2. Company Performance and Business Overview
A detailed discussion of operations for the year ended 31st March 2019 is provided in the Management Discussion and Analysis Report which is presented in a separate section forming part of this Annual Report.
In view of losses the Board of Directors of your company does not recommend dividend for the year under review.
4. Transfer to Reserve
The Company does not propose to transfer amounts to the general reserve for the financial year 2018-19.
5. Material Changes and Commitments if any Affecting the Financial Position of the Company Which Have Occurred Between the End of the Financial Year of the Company to which the Financial Statements Relate and the Date of the Report
No material changes and commitments have occurred after the close of the financial year till the date of this report which affect the financial position of the Company.
6. Corporate Governance
Reports on Corporate Governance and Management Discussion and Analysis in accordance with SEBI (Listing Obligations and Disclosure Requirements) Regulations 2015 (Listing Regulations) along with a certificate from Auditors regarding compliance of the Corporate Governance are given separately in this Annual Report.
All Board Members and Senior Management Personnel have affirmed compliance with the code of conduct for the financial year 2018-19. A declaration to this effect signed by the Chief Executive Officer of the Company is contained in this annual report.
7. Public Deposit
Your Company has not accepted any Public Deposits under Chapter V of the Companies Act 2013.
8. Directors and Key Managerial Personnel (KMP)
In accordance with the provisions of the Companies Act 2013 and the Articles of Association of Company Mrs. Sangeeta Mandhana retires by rotation and being eligible offers herself for reappointment. Brief details of Mrs. Sangeeta Mandhana as required under Regulation 36(3) of Listing Regulations are provided in the notice of the ensuing Annual General Meeting.
The Members of the Company in the 5th Annual General Meeting held on 7th September 2016 have approved the appointment of Mrs. Sangeeta Mandhana and Mr. Priyavrat Mandhana as the Managing Director and Executive Director of the Company respectively for a period of 3 (three) years effective from 1st September 2016 to 31st August 2019. Further in accordance with the Schedule V and other applicable provisions of the Companies Act 2013 on the recommendation made by the Nomination and Remuneration Committee and the Audit Committee of the Company at its meeting held on 30th May 2019 the Board of Directors of the Company at its meeting held on even date has approved the re-appointment of Mrs. Sangeeta Mandhana as Managing Director and Mr.
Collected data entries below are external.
PR #174, opened 2021-07-14
Allow setting RtpEncodingParameters for individual encodings

t-mullen:
## Description

Changes `Producer::setRtpEncodingParameters` to also accept an array of RTCRtpEncodingParameters, for setting different parameters for each encoding. Passing a single RTCRtpEncodingParameters object will work as before.

## Usecases
I have a few uses for this - just some examples:
1) Disabling lower-indexed encodings (similar to `setMaxSpatialLayer` but reversed).
2) Modifying `scaleResolutionDownBy` depending on the current source resolution of the track.


src/handlers/Chrome67.ts
```diff
@@ -541,10 +541,20 @@ export class Chrome67 extends HandlerInterface
 
 		const parameters = rtpSender.getParameters();
 
-		parameters.encodings.forEach((encoding: RTCRtpEncodingParameters, idx: number) =>
+		if (Array.isArray(params)) 
 		{
-			parameters.encodings[idx] = { ...encoding, ...params };
-		});
+			parameters.encodings.forEach((encoding: RTCRtpEncodingParameters, idx: number) =>
+			{
```
ibc, line 547: This is wrong. Old matching properties override the new ones.

t-mullen: This is the way property assignment was done before. It seems to be correct:
```js
const oldObj = { x: 1 }
const newObj = { x: 2 }
{ ...oldObj, ...newObj } // { x: 2 }
```

It transpiles to:
```js
parameters.encodings[idx] = Object.assign(Object.assign({}, encoding), params[idx]);
```
Which also seems right.

ibc: I'm in mobile and could be wrong. I'll review in next days. Thanks

jmillan (approved):
LGTM

ibc:
I want to re-review this, sorry for the delay, off for many weeks.

PR #175, opened 2021-07-15
Add missing "active" property to RtpEncodingParameters type

t-mullen:
### Description
Adds the missing "active" property to `RtpEncodingParameters` type which is otherwise a superset of [RTCRtpEncodingParameters](https://developer.mozilla.org/en-US/docs/Web/API/RTCRtpEncodingParameters).

### Usecase
Calling `Producer::setRtpEncodingParameters` to activate/deactivate encodings.


ibc:
Actually the public API of mediasoup client doesn't allow setting `active` field of encoding on purpose. This is not just about exposing `active` in TS types. It's that literally the `active` field is ignored if present.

Priyavrat Mandhana as Executive Director for a further period of 3 years commencing from 1st September 2019 on terms and conditions as set out in the resolutions mentioned in the Notice convening the 8th Annual General Meeting of the Company.
The members' approval is being sought at the ensuing Annual General Meeting for the above appointment.
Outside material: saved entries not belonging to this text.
PR #180, opened 2021-09-21
Add pause/resume receiving support

ggarber:
Right now when pausing a consumer we are only disabling the playback/rendering of the corresponding track (track.enabled = false) but the underlaying transceiver is still decoding and processing the audio/ video samples.   This has at least two consequences:
- Audio/Video are still being decoded if they are received.
- Even if audio samples are not received the audio pipeline keeps trying to generate audio samples because it thinks that audio packets are missing.

Both things have implications in CPU usage and the one that I'm more worried about is the second one.   The use case is  having a big room (f.e. 100 participants) and most of them are muted.   Without this change one client in the room has 100 active transceivers (even if the track is disabled) and those transceivers are trying to generate fake audio samples.  Look at the capture from webrtc-internals in the receiver side while the remote producer is muted/paused (at 12:03 it was unmuted for 20 secs and rest of the time it was muted):

Screenshot 2021-09-20 at 12 06 45

This change avoids that extra processing disabling the corresponding transceiver when pausing a consumer.   This is implemented by setting direction = inactive instead of direction = readonly and generating a renegotiation without any modification in the remote description.

It has only been implemented for the latest version of the handlers (Chrome74, Firefox60 and Safari12) where support for transceivers is available.  It could be implemented for all of them with SDP mangling but i'm not sure if that's needed given that this is a performance optimization.
 
 It is possible that the audio decoding is still happening even with the transceiver disabled if audio samples are received (https://bugs.chromium.org/p/webrtc/issues/detail?id=11013&) but that's a bug and not an issue in case the producer is muted and not sending audio samples as far as I can tell.


ibc:
What's the benefit of this?

nazar-pc:
Prevent browser from decoding video I assume?

ibc:
> Prevent browser from decoding video I assume?

This is what I want to confirm :)

But, if true, wouldn't track.enabled=false do the same? Just wondering.

ggarber:
Sorry I created the PR and then had to take care of the kids before I had time to write a proper description so I left it as draft :)

ibc:
Ok ping here please when done

ibc:
I think it's not needed to do this also in old handlers. I'll review tomorrow.

src/handlers/Chrome55.ts
```diff
@@ -653,6 +653,20 @@ export class Chrome55 extends HandlerInterface
 
 		await this._pc.setLocalDescription(answer);
 	}
+	
+	async pauseReceiving(
+		// eslint-disable-next-line @typescript-eslint/no-unused-vars
+		localId: string): Promise<void>
+	{
+		// Unimplemented
```
ibc:
```suggestion
		// Unimplemented.
```

src/handlers/Chrome55.ts
```diff
@@ -653,6 +653,20 @@ export class Chrome55 extends HandlerInterface
...
+	}
+
+	async resumeReceiving(
+		// eslint-disable-next-line @typescript-eslint/no-unused-vars
+		localId: string): Promise<void>
+	{
+		// Unimplemented
```
ibc:
```suggestion
		// Unimplemented.
```

src/handlers/Chrome67.ts
```diff
@@ -733,6 +733,20 @@ export class Chrome67 extends HandlerInterface
 		await this._pc.setLocalDescription(answer);
 	}
 
+	async pauseReceiving(
+		// eslint-disable-next-line @typescript-eslint/no-unused-vars
+		localId: string): Promise<void>
+	{
+		// Unimplemented
```
ibc:
```suggestion
		// Unimplemented.
```

src/handlers/Chrome67.ts
```diff
@@ -733,6 +733,20 @@ export class Chrome67 extends HandlerInterface
...
+	}
+
+	async resumeReceiving(
+		// eslint-disable-next-line @typescript-eslint/no-unused-vars
+		localId: string): Promise<void>
+	{
+		// Unimplemented
```
ibc:
```suggestion
		// Unimplemented.
```

src/handlers/Chrome70.ts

The Company has received declarations from all the Independent Directors of the Company confirming that they meet the criteria of independence as prescribed under the Companies Act 2013 and Regulation 16(1)(b) of SEBI (Listing Obligations and Disclosure Requirements) Regulations 2015. In the opinion of the Board the Independent Directors fulfill the conditions of independence specified in Section 149(6) of the Act and Regulation 16(1) (b) of the Listing Regulations.
Mr. Hemant Gupta has resigned from the office of Chief Financial Officer (`CFO') and Chief Operating Officer of the Company w.e.f. 15th December 2018. Subsequent to his resignation the Board of Directors at its meeting held on 16th March 2019 delegated the additional duty/charge pertaining to the office of the CFO to Mrs. Sangeeta Mandhana Managing Director of the Company until the appointment of a suitable candidate for the post of CFO. During the year under review none of the other KMP of the Company resigned from their respective positions.
9. Board Evaluation
The Board of Directors has carried out an annual evaluation of its own performance Board Committees and individual directors pursuant to the provisions of the Companies Act 2013 and the Listing Regulations. The Company has implemented a system of evaluating performance of the Board of Directors and of its Committees and individual Directors on the basis of a structured questionnaire which comprises evaluation criteria taking into consideration various performance related aspects.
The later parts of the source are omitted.